You will also need MongoDB installed. If you are on Linux (or OSX), you can do this through whichever package manager/software updater your distro supports. On Windows, just follow the instructions here.
Install the Java SDK and Maven.
The last thing you will need is git. I would assume most of you have it already, but if not, you can grab it through your package manager or go here for Windows. Then check out the docs on GitHub on how to clone a repo.
Although I am using Scala, if you all you want to do is run the topology, you do not have to have Scala installed. If you are using Eclipse, you can either download the Scala IDE (which I recommended) or install the Scala plugin. I did have to create a separate library entry for 2.10.2 since I couldn't find out how to update Scala IDE to the latest version of 2.10.
Installing
First, clone the repo onto your local machine.

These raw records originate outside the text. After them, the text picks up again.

PR #290, opened 2020-12-01
Split introduction into two separate sections

XAMPPRocky:
This splits up the introduction into two separate sections, one focused on users who want to write shader crates, and the other who want to contribute to Rust-GPU directly.

### DIFF
--- a/docs/src/writing-shader-crates.md
+++ b/docs/src/writing-shader-crates.md
@@ -1,0 +1,75 @@
+# Writing Shader Crates
+
+This is section is going to walk you through writing a shader in Rust and
+setting up your shader crate.
+
+Be aware that this project is in a very early phase, please [file an
+issue](https://github.com/EmbarkStudios/rust-gpu/issues) if there's something
+not working or unclear.
+
+## Setup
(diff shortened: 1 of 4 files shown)


docs/src/writing-shader-crates.md
```diff
@@ -0,0 +1,72 @@
...
+target = "spirv-unknown-unknown"
+rustflags = ["-Zcodegen-backend=<path_to_librustc_codegen_spirv>"]
+```
+
+Now we can build our crate with cargo as normal. We have to provide
+`-Zbuild-std` as the `spirv-unknown-unknown` sysroot is not currently
+available in the default installation.
+
+```bash
+cargo build -Zbuild-std=core
```
khyperia, line 68: This can be specified in `.cargo/config` as well, we should put it there. I think it's something like

```toml
[unstable]
build-std = ["core"]
```

but my memory is fuzzy so we should double-check.

XAMPPRocky: Yep, I was looking for that, but couldn't find until I search for unstable specifically.

khyperia (approved):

I am using Maven and not sbt, so if you are using Eclipse, you can just import as a Maven project. The import into IntelliJ should be pretty straightforward as well (although I am not certain on how to do this). You can also just run Maven from the command line.

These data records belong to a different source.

PR #292, opened 2020-12-01
No longer reserved descriptor set 0

VZout:


khyperia (approved):

Jasper-Bekkers:
For posterity: this was set 0 reserved as part of #19 - so we could do easy automatic slot and binding assignment. The automatic binding proposal isn't going away, however we've determined that introducing it would be a breaking change regardless of the reservation of set 0 or not and at the moment the reservation is getting in the way of some internal progress.

Jasper-Bekkers (approved):

PR #295, opened 2020-12-01
`#[spirv(block)]` for `Block` decorations on `struct`s.

### LINKED ISSUE #247: sky shader example has validation eror

eddyb:
Fixes #247, but sadly overlaps with #289.

I added a Vulkan validation test to `spirv-builder` tests, hope reusing `spirv_tools` through `rustc_codegen_spirv` is okay.
(Do we care whether that validation is Vulkan 1.2 vs 1.1?)

Also confirmed with `spirv-val --target-env vulkan1.1` that the error is gone from `sky_shader.spv`.

### DIFF
--- a/crates/spirv-builder/src/test/basic.rs
+++ b/crates/spirv-builder/src/test/basic.rs
@@ -1,4 +1,4 @@
-use super::{dis_fn, val};
+use super::{dis_fn, val, val_vulkan};
 
 #[test]
 fn hello_world() {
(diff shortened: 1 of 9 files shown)


crates/spirv-builder/src/test/basic.rs
```diff
@@ -126,3 +126,52 @@ pub fn main() {
...
+pub struct ShaderConstants {
+    pub width: u32,
+    pub height: u32,
+    pub time: f32,
+}
+
+#[allow(unused_attributes)]
+#[spirv(fragment)]
+pub fn main(
+    #[spirv(push_constant)] constants: PushConstant<ShaderConstants>,
```
khyperia, line 145: I believe `#[spirv(push_constant)]` does nothing and was erroneously included in the example shader, which I'm assuming you copied this from. Doesn't really matter though.

khyperia (approved):
:tada:

crates/spirv-builder/src/test/basic.rs
eddyb: Oh haha whoops.

PR #313, opened 2020-12-03
Run Cargo with --locked on CI.

### LINKED ISSUE #303: CI should disallow stale Cargo.lock.
E.g. #301 changed a dependency but didn't include the `Cargo.lock` change.

This should be easy to fix by just adding `--locked` to the CI `cargo` commands, which will error if `Cargo.lock` isn't up to date.

eddyb:
Fixes #303.

Decided to not remove `Cargo.lock` for now given we haven't gotten around to discussing that.

I'm opening this PR without updating `Cargo.lock` at first, so we can confirm the check works.

### DIFF
--- a/.github/workflows/ci.yaml
+++ b/.github/workflows/ci.yaml
@@ -57,8 +57,8 @@ jobs:
         run: rustup component add rust-src rustc-dev llvm-tools-preview
       # Fetch dependencies in a separate step to clearly show how long each part
       # of the testing takes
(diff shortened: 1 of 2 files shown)


eddyb:
Success! https://github.com/EmbarkStudios/rust-gpu/actions/runs/398975517 failed. Pushing `Cargo.lock` update now.

khyperia (approved):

The next step is to make an environmental variable called TWITTER_BEARER_TOKEN and set the value to your Twitter API bearer token. I did this in my run configuration in Eclipse but if you are running from the command line you can set it there.
Running
If you are in Eclipse, create a run configuration for a Scala Application that targets the
com.infinitemule.hopperhack.storm.PoursquareTopology
class. Don't forget specify the bearer token
environmental variable.
If you are on the command line, you should be able to run mvn compile
and then:
mvn exec:java -Dexec.mainClass=com.infinitemule.hopperhack.storm.PoursquareTopology
The topology will run in local mode for two minutes. This is hard coded in the class, so you will have to edit the file if you wanted it to run longer.
Notes
- I am not a Storm expert. I started learning Storm a few days before the hackathon. If you see something that can be improved, please let me know.
- I didn't do any adjustments to the topology. Everything has a three for a parallelism hint because that's what I used when I was testing. My guess would be that you would look at the metrics that the Storm UI is collecting and make appropriate adjustments to those numbers.
- I had a hard time finding the proper way of feeding a spout. I based mine off of the Storm Kestral spout.
- I also had a hard time finding a good example of how to use Finagle within a Storm bolt. If you know of
a better way of doing this, please let me know.